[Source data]
PR #1210, opened 2024-02-09
add some input accessibility

misael86:


libs/extract/src/lib/helperFunction.ts
```diff
@@ -13,7 +13,7 @@ export interface IValidator {
   rules?: ValidatorRules
 }
 
-export const validateClassName = (value: IndicatorType) => {
+export const validateClassName = (value: IndicatorType | undefined) => {
```
misael86, line 16: Permit undefined so that it can be used with classNames easier

libs/react/src/lib/form/input/input.tsx
```diff
@@ -65,15 +66,13 @@ export const Input = ({
...
+  const handleChange = useCallback(
     (event: ChangeEvent<HTMLInputElement>) => {
       const oldValue = event.target.value
       const newValue = formatter ? formatter(oldValue) : oldValue
       setLocalValue(newValue)
 
-      event.target.value = newValue
-
-      if (onChange) onChange(event)
+      if (onChange) onChange({ ...event, target: { ...event.target, value: newValue } });
```
misael86, line 75: This is the only way I got formatting to work so that the caret doesn't jump to the end when removing text in the middle of the field. For some reason doing event.target.value = newValue does not work.

splashdust:
@misael86 Thank you for the PR!

Some of the React tests are failing, and I see that some interfaces have changed, which looks like it might include some breaking changes. If these are necessary breaking changes, it would be good with a summary of why it is needed. That would also help us review this PR faster.

libs/react/src/lib/form/checkbox/checkbox.tsx
```diff
@@ -17,36 +16,50 @@ export interface CheckboxProps extends HTMLProps<HTMLInputElement> {
...
   label,
   onChange,
   validator,
   testId,
+  required,
+  className,
   ...props
 }: CheckboxProps) => {
-  const inputProps = useInput(props, onChange)
+  const [uuid] = useState(id)
```
misael86, line 29: only set an id once, not every time the component is rendered

libs/react/src/lib/select/select.tsx
```diff
@@ -1,121 +1,98 @@
...
-  autofocus?: boolean
-  form?: string
-  name?: string
-  required?: boolean
-  size?: number
-  selected?: boolean
-}
-
-interface OptionGroupProps {
+export interface SelectProps
```
misael86, line 13: use the react props definitions for select instead of defining everything manually

libs/react/src/lib/select/select.tsx
```diff
@@ -1,121 +1,98 @@
...
+  extends IExpandableInformation,
+    ILabelAndLabelInformation,
+    React.DetailedHTMLProps<
+      React.SelectHTMLAttributes<HTMLSelectElement>, 
+      HTMLSelectElement
+    > {
   label: string
-  children: React.ReactElement<OptionProps> | React.ReactElement<OptionProps>[]
-  disabled?: boolean
+  info?: string
```
misael86, line 21: this was renamed to info from expandable info since all other components have that name. This is a breaking change and can be reverted, not a necessary part of the PR

libs/react/src/lib/select/select.tsx
```diff
@@ -1,121 +1,98 @@
...
       expandableInfo,
       expandableInfoButtonLabel,
-      name,
+      required,
+      ...props
     },
     ref
   ) => {
-    const selectId = id ?? randomId()
+    const [uuid] = useState(id)
```
misael86, line 43: set id once and not every time the component is rerendered

libs/react/src/lib/select/select.tsx
```diff
@@ -1,121 +1,98 @@
...
+          />
           <ChevronDown />
         </div>
       </FormItem>
     )
   }
 )
 
-export const Option = ({ value, children, ...rest }: OptionProps) => {
+type OptionProps = React.DetailedHTMLProps<React.OptionHTMLAttributes<HTMLOptionElement>, HTMLOptionElement>;
```
misael86, line 82: use these instead of defining manually

libs/react/src/lib/select/select.tsx
```diff
@@ -1,121 +1,98 @@
...
       >
-        <div className={`gds-select ${validatorClassName}`}>
+        <div className={selectClassName}>
           <select
-            id={selectId}
+            aria-describedby={describedBy || undefined}
+            aria-invalid={validator?.indicator === 'error'}
+            aria-required={required}
+            id={uuid}
             data-testid={testId}
```
misael86, line 70: removed props are passed with the ...props instead, no need to do as before

libs/react/src/lib/form/input/input.tsx
```diff
@@ -65,56 +66,62 @@ export const Input = ({
     setLocalValue(value)
   }, [value])
 
-  const localOnChange = useCallback(
+  const handleChange = useCallback(
     (event: ChangeEvent<HTMLInputElement>) => {
```
misael86, line 70: Updated how the caret position is selected, did not work as it was before. Now we always keep the same caret position as earlier, but if the formatting ads or removes chars, then we move the caret the same number of steps as chars added. I have tested it with two of our formatters, might not work for all though.

Formatters:
formatAmount 
formatPersonalIdentificationNumber 
https://github.sebank.se/toconsume/consumer-loan-mfe/blob/develop/src/common/helpers/formatters.ts

misael86:
@splashdust I've added some more comments and also fixed the broken tests. If there are any other questions, please let me know! As I said in one comment, I've tested the caret positioning with our formatters, but I can nor promise that there won't be any other formatters that might need some extra code.

splashdust:
@misael86 Excellent stuff, these extra comments are super helpful! Will hopefully be able to digest all of it and review during next week. Cheers!

misael86:
@splashdust Reach out to me on Teams otherwise :) Misael Berrios Salas

splashdust (approved):
Looking good, thanks for contributing! 🥇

Exercise requirements - In the records above, find each line that holds the word "only"; copy all such lines.

Task output -
misael86, line 75: This is the only way I got formatting to work so that the caret doesn't jump to the end when removing text in the middle of the field. For some reason doing event.target.value = newValue does not work.
misael86, line 29: only set an id once, not every time the component is rendered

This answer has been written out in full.